Giving names and title to something is hard so whatever. I’m going to write what flows from my stream of consciousness.

Its like a typical addict’s promise of the last hit, its usually not going to happen. Yesterday I didn’t write anything here. I did wrote something in my physical journal which I got to do everyday.

Since its almost impossible to entirely avoid checking social media updates, at least I didn’t stare at it for hours. The problem with social media is the gaming side of it which force you to see the current scores — represented by number of shares, retweets, replies, comments and likes. Especially Twitter Analytics which really draws my inner geekiness for statistics.

Talking about social media, there’s a social media which pays you using cryptocurrency. It can be exchanged to your local currency, but I’m not in the mood to talk about it now.

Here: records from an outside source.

PR #1165, opened 2020-06-15
fix: change default rows_to_discard for oct trees

cryptonemo:
feat: move default value from merkle_light to internal

### DIFF
--- a/storage-proofs/core/src/settings.rs
+++ b/storage-proofs/core/src/settings.rs
@@ -21,7 +21,7 @@ pub struct Settings {
     pub column_write_batch_size: u32,
     pub use_gpu_tree_builder: bool,
     pub max_gpu_tree_batch_size: u32,
-    pub oct_rows_to_discard: u32,
+    pub rows_to_discard: u32,
 }
 
 impl Default for Settings {
@@ -34,7 +34,7 @@ impl Default for Settings {
             column_write_batch_size: 262_144,
             use_gpu_tree_builder: false,
             max_gpu_tree_batch_size: 700_000,
-            oct_rows_to_discard: 2,
+            rows_to_discard: 2,
         }
     }
 }
--- a/storage-proofs/core/src/settings.rs
+++ b/storage-proofs/core/src/settings.rs
@@ -21,7 +21,7 @@ pub struct Settings {
     pub column_write_batch_size: u32,
     pub use_gpu_tree_builder: bool,
     pub max_gpu_tree_batch_size: u32,
-    pub rows_to_discard: u32,
+    pub oct_rows_to_discard: u32,
 }
 
 impl Default for Settings {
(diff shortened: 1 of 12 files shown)


cryptonemo:
An alternative to https://github.com/filecoin-project/merkle_light/pull/88, giving this library fuller control over the values going forward.

storage-proofs/core/src/settings.rs
```diff
@@ -21,7 +21,7 @@ pub struct Settings {
     pub column_write_batch_size: u32,
     pub use_gpu_tree_builder: bool,
     pub max_gpu_tree_batch_size: u32,
-    pub rows_to_discard: u32,
+    pub oct_rows_to_discard: u32,
```
porcuquine, line 24: I think we don't need to expose the arity here, since we use oct everywhere we discard tree rows.

storage-proofs/core/src/util.rs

Talking about mood, the mood swings I had sometimes seems manageable because my constant journal-ing showed me a pattern. I’m a morning person, but after few hours of waking stress level seems to go up and my brain go haywire. That haywire part can put me into some sort of memory loop, false perception, alienation from reality, which is paralysing.

I’m cool I guess because with medication and understanding, those condition currently only last for few minutes to an hour. I can just put my head under the pillow and wait for the pain to go away.

While writing this I realised it doesn’t entirely go away, the residue is still there. The difference is that I can at least share some tips to overcome schizophrenia. This is not a silver bullet for everyone, but recognising the trigger and time does help a lot.

I’m not depressed, but there is pain, sadness and anger there while the thing happened to me. Its an agonising delusion which paralyse. That is the easiest way to describe it.

Invisible prison
Walled by fear
Tortured by tears
Suffer without reason
Punishment worse than treason
Non-existence seems a better option.

Just work on stuff everyday for what matters most. Never stop or quit. Let it snowball and turn to some large glacier or whatever.